Going into the late 1980s, we began to see the rise of rightwing terrorist organisations operating within the US. Anti-abortion rights terrorists began bombing women’s clinics and staging mass blockades. Traditional fascist groups like the Ku Klux Klan began holding public rallies and events throughout the country. It was not until the early 1990s that any kind of consistent counter-protests started.

By the beginning of George H Bush’s administration in 1989, there was already emerging within the capitalist class a generalised understanding that bourgeois democracy was far too expensive. The intensification of the ‘war on drugs’ under Bush senior, and the launching of two wars (Panama, Iraq), continued the regimentation of American society started by Reagan.

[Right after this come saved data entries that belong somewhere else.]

Issue #1539, opened 2019-06-06
ssl_session_fetch|store issues with TLSv1.3


yongjianchn:
@thibaultcha @spacewander  

with https://github.com/openresty/lua-nginx-module/pull/1503, I failed to reuse tls session with ssl_session_fetch\store_by_lua on TLSv1.3.

I reviewed the code, and I think SSL_client_hello_get0_session_id() which called in ngx_http_lua_ssl_client_hello_handler() will get the wrong session id on TLSv1.3, while the real session id is stored in PSK and ngx_http_lua_ssl_sess_fetch_handler() can get.

yongjianchn:
-- ssl_session_fetch_by_lua_file

local ssl_sess = require "ngx.ssl.session"

local local_dict = ngx.shared.ssl_session

local function ssl_session_fetch()
    local sess_id, err = ssl_sess.get_session_id()
    if not sess_id then 
        ngx.log(ngx.ERR, "failed to get session ID: ", err) 
        return
    end  

    local sess,err = local_dict:get(sess_id)
    if sess then 
        ngx.log(ngx.ERR, sess_id, ", get sess from local dict")
    else 
        ngx.log(ngx.ERR, sess_id, ", can not get sess from local dict")
        return
    end  

    local ok, err = ssl_sess.set_serialized_session(sess)
    if not ok then 
        ngx.log(ngx.ERR, "failed to set SSL session: ", err) 
        return
    end  
end

ssl_session_fetch()
-- ssl_session_store_by_lua_file
local ssl_sess = require "ngx.ssl.session"

local local_dict = ngx.shared.ssl_session

local function ssl_session_store()
    local sess_id, err = ssl_sess.get_session_id()
    if not sess_id then 
        ngx.log(ngx.ERR, "failed to get session ID: ", err) 
        return
    end  

    local sess, err = ssl_sess.get_serialized_session()
    if not sess then         ngx.log(ngx.ERR, "failed to get SSL session: ", err) 
        return
    end  

    local ok, err = local_dict:set(sess_id, sess)
    if not ok then 
        ngx.log(ngx.ERR, sess_id, ", failed to store sess into local dict")
    else 
        ngx.log(ngx.ERR, sess_id, ", store sess into local dict")
    end  
end

ssl_session_store()

spacewander:
Session ID is obsolete in TLS 1.3.

[...]

PR #1540, opened 2019-06-10
bugfix: skipped ssl_session_fetchby_by_lua* if session ticket is present

spacewander:
…is present.

Thanks Yongjian Xu for the bug report.

### DIFF
--- a/src/ngx_http_lua_ssl_session_fetchby.c
+++ b/src/ngx_http_lua_ssl_session_fetchby.c
@@ -370,17 +370,40 @@ int
 ngx_http_lua_ssl_client_hello_handler(ngx_ssl_conn_t *ssl_conn,
     int *al, void *arg)
 {
-    int                len;
-    ngx_int_t          rc;
-    const u_char      *id;
+    size_t                       len;
+    ngx_int_t                    rc;
+    const u_char                *id;
+    ngx_connection_t            *c;
+    ngx_http_lua_ssl_ctx_t      *cctx;
 
-    len = SSL_client_hello_get0_session_id(ssl_conn, &id);
+    c = ngx_ssl_get_connection(ssl_conn);
 
-    if (len <= 0) {
-        return SSL_CLIENT_HELLO_SUCCESS;
+    cctx = ngx_http_lua_ssl_get_ctx(c->ssl->connection);
+
+    if (cctx && cctx->entered_sess_fetch_handler) {
+        /* not the first time */
+        rc = ngx_http_lua_ssl_sess_fetch_helper(ssl_conn, NULL, 0);
+
+    } else {
+        if (SSL_client_hello_get0_legacy_version(ssl_conn) > SSL3_VERSION) {
+            if (!(SSL_get_options(ssl_conn) & SSL_OP_NO_TICKET)
+                && SSL_client_hello_get0_ext(ssl_conn,
+                                             TLSEXT_TYPE_session_ticket,
+                                             NULL, &len)
+                && len > 0)
+            {
+                return SSL_CLIENT_HELLO_SUCCESS;
+            }
+        }
+
+        len = SSL_client_hello_get0_session_id(ssl_conn, &id);
+
+        if (len <= 0) {
+            return SSL_CLIENT_HELLO_SUCCESS;
+        }
+
+        rc = ngx_http_lua_ssl_sess_fetch_helper(ssl_conn, id, len);
     }
-
-    rc = ngx_http_lua_ssl_sess_fetch_helper(ssl_conn, id, len);
 
     if (rc == NGX_AGAIN) {
         return SSL_CLIENT_HELLO_RETRY;
--- a/t/143-ssl-session-fetch.t
+++ b/t/143-ssl-session-fetch.t
@@ -7,7 +7,7 @@ use File::Basename;
 
 repeat_each(3);
 
-plan tests => repeat_each() * (blocks() * 6);
+plan tests => repeat_each() * (blocks() * 5 + 15);
 
 $ENV{TEST_NGINX_HTML_DIR} ||= html_dir();
 
@@ -1215,6 +1215,151 @@ GET /t
 --- grep_error_log eval: qr/old (foo|bar): \d+/
 --- grep_error_log_out eval
 ["", "old foo: 1\n", "old bar: 1\nold foo: 2\n"]
+--- no_error_log
+[error]
+[alert]
+[emerg]
+
+
+
+=== TEST 15: don't run when session ticket is provided
+--- http_config
+    ssl_session_fetch_by_lua_block { ngx.log(ngx.ERR, "ssl fetch sess by lua is running!") }
+    server {
+        listen unix:$TEST_NGINX_HTML_DIR/nginx.sock ssl;
+        server_name   test.com;
+        ssl_certificate $TEST_NGINX_CERT_DIR/cert/test.crt;
+        ssl_certificate_key $TEST_NGINX_CERT_DIR/cert/test.key;
+        server_tokens off;
+    }
+--- config
+    server_tokens off;
+    resolver $TEST_NGINX_RESOLVER ipv6=off;
+    lua_ssl_trusted_certificate $TEST_NGINX_CERT_DIR/cert/test.crt;
+
+    location /t {
+        set $port $TEST_NGINX_MEMCACHED_PORT;
+
+        content_by_lua_block {
+            do
+                local sock = ngx.socket.tcp()
+
+                sock:settimeout(5000)
+
+                local ok, err = sock:connect("unix:$TEST_NGINX_HTML_DIR/nginx.sock")
+                if not ok then
+                    ngx.say("failed to connect: ", err)
+                    return
+                end
+
+                ngx.say("connected: ", ok)
+
+                local sess, err = sock:sslhandshake(package.loaded.session, "test.com", true)
+                if not sess then
+                    ngx.say("failed to do SSL handshake: ", err)
+                    return
+                end
+
+                ngx.say("ssl handshake: ", type(sess))
+
+                package.loaded.session = sess
+
+                local ok, err = sock:close()
+                ngx.say("close: ", ok, " ", err)
+            end  -- do
+            -- collectgarbage()
+        }
+    }
+
+--- request
+GET /t
+--- response_body
+connected: 1
+ssl handshake: userdata
+close: 1 nil
+
+--- no_error_log
+[error]
+[alert]
+[emerg]
+
+
+
+=== TEST 16: always run when SSLv3 is used (SSLv3 doesn't support ticket)
+--- http_config
+    ssl_session_fetch_by_lua_block { print("ssl fetch sess by lua is running!") }
+    server {
+        listen unix:$TEST_NGINX_HTML_DIR/nginx.sock ssl;
+        server_name   test.com;
+        ssl_certificate $TEST_NGINX_CERT_DIR/cert/test.crt;
+        ssl_certificate_key $TEST_NGINX_CERT_DIR/cert/test.key;
+        ssl_protocols SSLv3;
+        server_tokens off;
+    }
+--- config
+    server_tokens off;
+    resolver $TEST_NGINX_RESOLVER ipv6=off;
+    lua_ssl_trusted_certificate $TEST_NGINX_CERT_DIR/cert/test.crt;
+    lua_ssl_protocols SSLv3;
+
+    location /t {
+        set $port $TEST_NGINX_MEMCACHED_PORT;
+
+        content_by_lua_block {
+            do
+                local sock = ngx.socket.tcp()
+
+                sock:settimeout(5000)
+
+                local ok, err = sock:connect("unix:$TEST_NGINX_HTML_DIR/nginx.sock")
+                if not ok then
+                    ngx.say("failed to connect: ", err)
+                    return
+                end
+
+                ngx.say("connected: ", ok)
+
+                local sess, err = sock:sslhandshake(package.loaded.session, "test.com", true)
+                if not sess then
+                    ngx.say("failed to do SSL handshake: ", err)
+                    return
+                end
+
+                ngx.say("ssl handshake: ", type(sess))
+
+                package.loaded.session = sess
+
+                local ok, err = sock:close()
+                ngx.say("close: ", ok, " ", err)
+            end  -- do
+            -- collectgarbage()
+        }
+    }
+
+--- request
+GET /t
+--- response_body
+connected: 1
+ssl handshake: userdata
+close: 1 nil
+
+--- grep_error_log eval: qr/ssl_session_fetch_by_lua_block:.*?,|\bssl session fetch: connection reusable: \d+|\breusable connection: \d+/
+
+--- grep_error_log_out eval
+[
+qr/\A(?:reusable connection: [01]\n)+\z/s,
+qr/^reusable connection: 1
+ssl session fetch: connection reusable: 1
+reusable connection: 0
+ssl_session_fetch_by_lua_block:1: ssl fetch sess by lua is running!,
+/m,
+qr/^reusable connection: 1
+ssl session fetch: connection reusable: 1
+reusable connection: 0
+ssl_session_fetch_by_lua_block:1: ssl fetch sess by lua is running!,
+/m,
+]
+
 --- no_error_log
 [error]
 [alert]


yongjianchn:
Maybe we should also disable ssl_session_store_by_lua* when the new session is TLSv1.3, because the stored session has no chance to be used.

spacewander:
@yongjianchn @thibaultcha 
I removed the PSK check in this PR, so that it can be merged ASAP without any temporary hacks.

thibaultcha:
@spacewander @yongjianchn Thank you for working on this - I have been following the discussion but have been busy for the last few days. I will have some time again later this week or early next week to look at this. We are not close to a release yet, so I see no urgency to fix this in the next few days, personally. But definitely before our next formal release, of course :)

src/ngx_http_lua_ssl_session_fetchby.c
```diff
@@ -370,17 +370,40 @@ int
...
 
-    rc = ngx_http_lua_ssl_sess_fetch_helper(ssl_conn, id, len);
+    if (cctx && cctx->entered_sess_fetch_handler) {
+        /* not the first time */
+        rc = ngx_http_lua_ssl_sess_fetch_helper(ssl_conn, NULL, 0);
+
+    } else {
+        if (SSL_client_hello_get0_legacy_version(ssl_conn) > SSL3_VERSION) {
+            if (!(SSL_get_options(ssl_conn) & SSL_OP_NO_TICKET)
+                && SSL_client_hello_get0_ext(ssl_conn,
```
crasyangel: Handshake Protocol: Client Hello
    Handshake Type: Client Hello (1)
    Length: 227
    Version: TLS 1.2 (0x0303)
    Random: a19ee48afa8bbb92977d2d0758209301bfef9036789d5ccb...
    Session ID Length: 32
    Session ID: f30e59969ebabeb836ad262f9e4fef379da0c1e425bc9b28...
    Cipher Suites Length: 8
    Cipher Suites (4 suites)
    Compression Methods Length: 1
    Compression Methods (1 method)
    Extensions Length: 146
    Extension: server_name (len=17)
    Extension: ec_point_formats (len=4)
    Extension: supported_groups (len=12)
    Extension: SessionTicket TLS (len=0)
    Extension: encrypt_then_mac (len=0)
    Extension: extended_master_secret (len=0)
    Extension: signature_algorithms (len=30)
    Extension: supported_versions (len=3)
    Extension: psk_key_exchange_modes (len=2)
    Extension: key_share (len=38)

TLS 1.3 send random session id (useless), and zero-length SessionTicket, it uses key_share for negotiation and session reuse

It is not a good idea that only check TLSEXT_TYPE_session_ticket, perhaps it is better that check TLSEXT_TYPE_supported_versions to identify whether TLS 1.3 or not

spacewander: @crasyangel
Thanks for the idea for checking `TLSEXT_TYPE_supported_versions`. Although I think it is enough to detect TLS 1.3 resumption via checking the PSK.

This pull request doesn't plan to make `ssl_session_fetch_by_lua*` work (or not work) in TLS 1.3.
To avoid shipping a hack to the master branch, I have removed the PSK check in the previous commit. This pull request only try to solve the problem that `ssl_session_fetch_by_lua*` is incorrectly invoked when the session can be resumed via session ticket.

We will solve the TLS 1.3 problem in another pull request.

crasyangel: The PSK check is not enough for TLS 1.3, it would send random session id even when full handshake, and no PSK ext.

yongjianchn: > The PSK check is not enough for TLS 1.3, it would send random session id even when full handshake, and no PSK ext.

+1

> It is not a good idea that only check TLSEXT_TYPE_session_ticket, perhaps it is better that check TLSEXT_TYPE_supported_versions to identify whether TLS 1.3 or not

I think this would not work either. It seems that TLSEXT_TYPE_supported_versions is parsed after client_hello_cb() called.

crasyangel: Yes, TLSEXT_TYPE_supported_versions is parsed after client_hello_cb() called. But we could use  SSL_client_hello_get0_ext to get TLSEXT_TYPE_supported_versions, Client Hello has been processed in tls_process_client_hello(), although openssl assigns ssl member in tls_early_post_process_client_hello(), such as s->version, which executes after client_hello_cb()

And, TLSEXT_TYPE_supported_versions would be a raw string which has packet prefix before client_hello_cb(), but perhaps it is enough to verify if supported_versions exists, as:
`
suppversions = &s->clienthello->pre_proc_exts[TLSEXT_IDX_supported_versions];
if (suppversions->present)
    return;
`

Maybe TLSEXT_TYPE_key_share is a better choice

yongjianchn: You mean `if (client_support_tls1.3) skip;` or `if (client_support_tls1.3 and server_support_tls1.3) skip;`?
The presence of TLSEXT_TYPE_supported_versions or TLSEXT_TYPE_key_share just indicates the client support TLS1.3, the server still can choose not to use TLS1.3. And a TLS1.3 client may carry a real session id, from a previous TLS1.2 server for example, and the server should get a chance to reuse it.

spacewander: @crasyangel @yongjianchn
For `TLSEXT_TYPE_supported_versions`, We can check if the server supports TLS 1.3 or not.

For the previous session id, maybe the client will also populate it in the PSK extension? I can not find OpenSSL does  resumption work with the legacy client id in TLS 1.3 yet. (Please correct me if I am wrong).

This pull request is not relative with TLS 1.3. Please move to issue https://github.com/openresty/lua-nginx-module/issues/1539 for further discussion.

yongjianchn: If a TLS1.3 client connected to a TLS1.2 server, for the next connection, it will carry the previous session id in TLS1.2 style. If not, how can the TLS1.2 server do session resumption? But yes, if we also check the server supports TLS1.3 or not, the problem would not exist.

spacewander: @yongjianchn

> And a TLS1.3 client may carry a real session id, from a previous TLS1.2 server for example, and the server should get a chance to reuse it.

If we know the TLS 1.3 won't be selected, we already get a change to reuse it. The `ssl_session_fetch_by_lua*` still works under TLS 1.2.

crasyangel: Indeed, you are right, session id would be useful when server does not support TLS 1.3

yongjianchn:
This PR will cause new problems for TLS1~TLS1.2.
Now the logic is `if (client_has_ticket and server support ticket) skip;`. With that logic, when the client carries a session ticket, and the server supports session ticket but refuses to reuse it(tickets_key changed or something), the session id would have no chance to be reused.
For example, we have 2 servers. They all support session ticket but have different ticket key, and they share a session cache(Redis by Lua). If a client supporting session ticket and session ID alternately accesses them, TLS session will never be reused.

This means that we have to know whether the session ticket can be reused, which is hard.

spacewander:
@yongjianchn 
You are correct. Looks like we have to take the OpenSSL patch back. Will you submit a pull request to update the OpenSSL 1.1.0d patch to make it work with OpenSSL 1.1.1?
https://github.com/openresty/openresty/blob/master/patches/openssl-1.1.0d-sess_set_get_cb_yield.patch

Also need to update the Nginx patch:
https://github.com/openresty/openresty/blob/master/patches/nginx-1.15.8-ssl_sess_cb_yield.patch

I am too busy to write the code by myself, but I will squeeze some time to review your pull request. Feel free to ping me if you have any questions.

I have tried to upgrade the patch to adapt OpenSSL 1.1.1 before: https://github.com/spacewander/openssl/commit/fcb00fe3d8e43c1afff180417bca7906903e859d.
Note that this progress is not finished. But you can take it a look.

crasyangel:
@spacewander 
Perhaps it is acceptable that looking session id in TLS 1.3, and we can control it in fetch lua?

And, this is one version for openssl-1.1.1 patch:
`
diff --git a/openssl-1.1.1b/include/openssl/bio.h b/openssl-1.1.1b/include/openssl/bio.h
index 2888b42..b1210db 100644
--- a/openssl-1.1.1b/include/openssl/bio.h
+++ b/openssl-1.1.1b/include/openssl/bio.h
@@ -219,6 +219,8 @@ void BIO_clear_flags(BIO *b, int flags);
 /* Returned from the accept BIO when an accept would have blocked */
 # define BIO_RR_ACCEPT                   0x03

+# define BIO_RR_SSL_SESSION_LOOKUP       0x09
+
 /* These are passed by the BIO callback */
 # define BIO_CB_FREE     0x01
 # define BIO_CB_READ     0x02
diff --git a/openssl-1.1.1b/include/openssl/ssl.h b/openssl-1.1.1b/include/openssl/ssl.h
index 48e1152..06d3e4c 100644
--- a/openssl-1.1.1b/include/openssl/ssl.h
+++ b/openssl-1.1.1b/include/openssl/ssl.h
@@ -896,6 +896,7 @@ __owur int SSL_extension_supported(unsigned int ext_type);
 # define SSL_ASYNC_PAUSED       5
 # define SSL_ASYNC_NO_JOBS      6
 # define SSL_CLIENT_HELLO_CB    7
+# define SSL_SESS_LOOKUP        99

 /* These will only be used when doing non-blocking IO */
 # define SSL_want_nothing(s)         (SSL_want(s) == SSL_NOTHING)
@@ -905,6 +906,7 @@ __owur int SSL_extension_supported(unsigned int ext_type);
 # define SSL_want_async(s)           (SSL_want(s) == SSL_ASYNC_PAUSED)
 # define SSL_want_async_job(s)       (SSL_want(s) == SSL_ASYNC_NO_JOBS)
 # define SSL_want_client_hello_cb(s) (SSL_want(s) == SSL_CLIENT_HELLO_CB)
+# define SSL_want_sess_lookup(s)     (SSL_want(s) == SSL_SESS_LOOKUP)

 # define SSL_MAC_FLAG_READ_MAC_STREAM 1
 # define SSL_MAC_FLAG_WRITE_MAC_STREAM 2
@@ -1190,6 +1192,8 @@ DECLARE_PEM_rw(SSL_SESSION, SSL_SESSION)
 # define SSL_ERROR_WANT_ASYNC            9
 # define SSL_ERROR_WANT_ASYNC_JOB       10
 # define SSL_ERROR_WANT_CLIENT_HELLO_CB 11
+# define SSL_ERROR_WANT_SESSION_LOOKUP  99
+# define SSL_ERROR_PENDING_SESSION      99 /* BoringSSL compatibility */
 # define SSL_CTRL_SET_TMP_DH                     3
 # define SSL_CTRL_SET_TMP_ECDH                   4
 # define SSL_CTRL_SET_TMP_DH_CB                  6
@@ -1662,6 +1667,7 @@ int SSL_SESSION_print(BIO *fp, const SSL_SESSION *ses);
 int SSL_SESSION_print_keylog(BIO *bp, const SSL_SESSION *x);
 int SSL_SESSION_up_ref(SSL_SESSION *ses);
 void SSL_SESSION_free(SSL_SESSION *ses);
+SSL_SESSION *SSL_magic_pending_session_ptr(void);
 __owur int i2d_SSL_SESSION(SSL_SESSION *in, unsigned char **pp);
 __owur int SSL_set_session(SSL *to, SSL_SESSION *session);
 int SSL_CTX_add_session(SSL_CTX *ctx, SSL_SESSION *session);
diff --git a/openssl-1.1.1b/ssl/bio_ssl.c b/openssl-1.1.1b/ssl/bio_ssl.c
index d1876d8..c59bb2a 100644
--- a/openssl-1.1.1b/ssl/bio_ssl.c
+++ b/openssl-1.1.1b/ssl/bio_ssl.c
@@ -139,6 +139,10 @@ static int ssl_read(BIO *b, char *buf, size_t size, size_t *readbytes)
         BIO_set_retry_special(b);
         retry_reason = BIO_RR_SSL_X509_LOOKUP;
         break;
+    case SSL_ERROR_WANT_SESSION_LOOKUP:
+        BIO_set_retry_special(b);
+        retry_reason = BIO_RR_SSL_SESSION_LOOKUP;
+        break;
     case SSL_ERROR_WANT_ACCEPT:
         BIO_set_retry_special(b);
         retry_reason = BIO_RR_ACCEPT;
@@ -207,6 +211,10 @@ static int ssl_write(BIO *b, const char *buf, size_t size, size_t *written)
         BIO_set_retry_special(b);
         retry_reason = BIO_RR_SSL_X509_LOOKUP;
         break;
+    case SSL_ERROR_WANT_SESSION_LOOKUP:
+        BIO_set_retry_special(b);
+        retry_reason = BIO_RR_SSL_SESSION_LOOKUP;
+        break;
     case SSL_ERROR_WANT_CONNECT:
         BIO_set_retry_special(b);
         retry_reason = BIO_RR_CONNECT;
@@ -361,6 +369,10 @@ static long ssl_ctrl(BIO *b, int cmd, long num, void *ptr)
             BIO_set_retry_special(b);
             BIO_set_retry_reason(b, BIO_RR_SSL_X509_LOOKUP);
             break;
+        case SSL_ERROR_WANT_SESSION_LOOKUP:
+            BIO_set_retry_special(b);
+            BIO_set_retry_reason(b, BIO_RR_SSL_SESSION_LOOKUP);
+            break;
         default:
             break;
         }
diff --git a/openssl-1.1.1b/ssl/ssl_lib.c b/openssl-1.1.1b/ssl/ssl_lib.c
index 4440a9f..47b83a0 100644
--- a/openssl-1.1.1b/ssl/ssl_lib.c
+++ b/openssl-1.1.1b/ssl/ssl_lib.c
@@ -3556,6 +3556,8 @@ int SSL_get_error(const SSL *s, int i)
         return SSL_ERROR_WANT_ASYNC_JOB;
     if (SSL_want_client_hello_cb(s))
         return SSL_ERROR_WANT_CLIENT_HELLO_CB;
+    if (SSL_want_sess_lookup(s))
+        return SSL_ERROR_WANT_SESSION_LOOKUP;

     if ((s->shutdown & SSL_RECEIVED_SHUTDOWN) &&
         (s->s3->warn_alert == SSL_AD_CLOSE_NOTIFY))
 int SSL_CTX_use_PrivateKey_file(SSL_CTX *ctx, const char *file, int type)
diff --git a/openssl-1.1.1b/ssl/ssl_sess.c b/openssl-1.1.1b/ssl/ssl_sess.c
index 5ad2792..01b0bf0 100644
--- a/openssl-1.1.1b/ssl/ssl_sess.c
+++ b/openssl-1.1.1b/ssl/ssl_sess.c
@@ -16,6 +16,8 @@
 #include "ssl_locl.h"
 #include "statem/statem_locl.h"

+static const char g_pending_session_magic = 0;
+
 static void SSL_SESSION_list_remove(SSL_CTX *ctx, SSL_SESSION *s);
 static void SSL_SESSION_list_add(SSL_CTX *ctx, SSL_SESSION *s);
 static int remove_session_lock(SSL_CTX *ctx, SSL_SESSION *c, int lck);
@@ -476,6 +478,10 @@ SSL_SESSION *lookup_sess_in_cache(SSL *s, const unsigned char *sess_id,

         ret = s->session_ctx->get_session_cb(s, sess_id, sess_id_len, &copy);

+        if (ret == SSL_magic_pending_session_ptr()) {
+            return ret; /* Retry later */
+        }
+
         if (ret != NULL) {
             tsan_counter(&s->session_ctx->stats.sess_cb_hit);

@@ -564,6 +570,10 @@ int ssl_get_prev_session(SSL *s, CLIENTHELLO_MSG *hello)
                 try_session_cache = 1;
                 ret = lookup_sess_in_cache(s, hello->session_id,
                                            hello->session_id_len);
+
+                if (ret == SSL_magic_pending_session_ptr()) {
+                    return -2; /* Retry later */
+                }
             }
             break;
         case SSL_TICKET_NO_DECRYPT:
@@ -989,6 +999,11 @@ X509 *SSL_SESSION_get0_peer(SSL_SESSION *s)
     return s->peer;
 }

+SSL_SESSION *SSL_magic_pending_session_ptr(void)
+{
+    return (SSL_SESSION *) &g_pending_session_magic;
+}
+
 int SSL_SESSION_set1_id_context(SSL_SESSION *s, const unsigned char *sid_ctx,
                                 unsigned int sid_ctx_len)
 {
diff --git a/openssl-1.1.1b/ssl/statem/statem_srvr.c b/openssl-1.1.1b/ssl/statem/statem_srvr.c
index 6b8aae6..9f16c07 100644
--- a/openssl-1.1.1b/ssl/statem/statem_srvr.c
+++ b/openssl-1.1.1b/ssl/statem/statem_srvr.c
@@ -1595,6 +1595,7 @@ static int tls_early_post_process_client_hello(SSL *s)
 #ifndef OPENSSL_NO_COMP
     SSL_COMP *comp = NULL;
 #endif
+    PACKET ciphersuites;
     const SSL_CIPHER *c;
     STACK_OF(SSL_CIPHER) *ciphers = NULL;
     STACK_OF(SSL_CIPHER) *scsvs = NULL;
@@ -1707,6 +1708,7 @@ static int tls_early_post_process_client_hello(SSL *s)
     }

     s->hit = 0;
+    ciphersuites = clienthello->ciphersuites;

     if (!ssl_cache_cipherlist(s, &clienthello->ciphersuites,
                               clienthello->isv2) ||
@@ -1812,6 +1814,10 @@ static int tls_early_post_process_client_hello(SSL *s)
         } else if (i == -1) {
             /* SSLfatal() already called */
             goto err;
+        } else if (i == -2) {
+            clienthello->ciphersuites = ciphersuites; // reset ciphersuites
+            s->rwstate = SSL_SESS_LOOKUP;
+            return -1;
         } else {
             /* i == 0 */
             if (!ssl_get_new_session(s, 1)) {
@@ -1819,6 +1825,7 @@ static int tls_early_post_process_client_hello(SSL *s)
                 goto err;
             }
         }
+        s->rwstate = SSL_NOTHING;
     }

     if (SSL_IS_TLS13(s)) {
diff --git a/openssl-1.1.1b/util/libssl.num b/openssl-1.1.1b/util/libssl.num
index 297522c..abb2a44 100644
--- a/openssl-1.1.1b/util/libssl.num
+++ b/openssl-1.1.1b/util/libssl.num
@@ -498,3 +498,4 @@ SSL_CTX_get_recv_max_early_data         498 1_1_1   EXIST::FUNCTION:
 SSL_CTX_set_recv_max_early_data         499    1_1_1   EXIST::FUNCTION:
 SSL_CTX_set_post_handshake_auth         500    1_1_1   EXIST::FUNCTION:
 SSL_get_signature_type_nid              501    1_1_1a  EXIST::FUNCTION:
+SSL_magic_pending_session_ptr           999    1_1_0   EXIST::FUNCTION:
`

yongjianchn:
@spacewander 
From next week, I will start traveling for three weeks. And after that, I can only use my spare time to do this work. So this could be delayed by one to two months if you wait for me. 
@crasyangel 
Can you work on this for the next few days? Seems you already did a lot of work on TLS1.3.

spacewander:
@yongjianchn @crasyangel 
I decide to do the stuff by myself, so that it could be review ASAP. Don't want to wait too long.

Apart from the passage of the Americans with Disabilities Act, the term of Bush senior was one of the most reactionary periods in US history to date - only to be superseded by what was to come. However, the course of this reactionary development was interrupted by the collapse of the Soviet Union and central European ‘people’s democracies’. The desire to gobble up these new markets became the first priority of American imperialism ... for the time being.

Many of these dynamics continued into the 1990s. The ‘welfare mothers’ Reagan spoke about now saw Bill Clinton ‘end welfare as we know it’. The ‘war on drugs’ fed the growing prison industry, including Supermax prisons and the increasing use of prison labour; the expanded death penalty now became an ‘effective death penalty’. Rightwing terrorists went from bombing clinics to bombing the Olympics and the federal building in Oklahoma City.

Both parties carried out these assaults on basic social and democratic rights; few in the ‘official’ leaderships, including among the politicians of the Democratic Party, bothered to mount a challenge. This was not because only a small section of those leaders recognised what was happening. Rather, it was because most of those officials began to understand that those services and rights were too expensive (in the view of the capitalist class) to maintain.

The only factor that moderated these attacks was the growth of the economy - a product of the expansion into new markets in Europe and Asia. But this growth could not be sustained, and would inevitably lead to an even greater social and political crisis.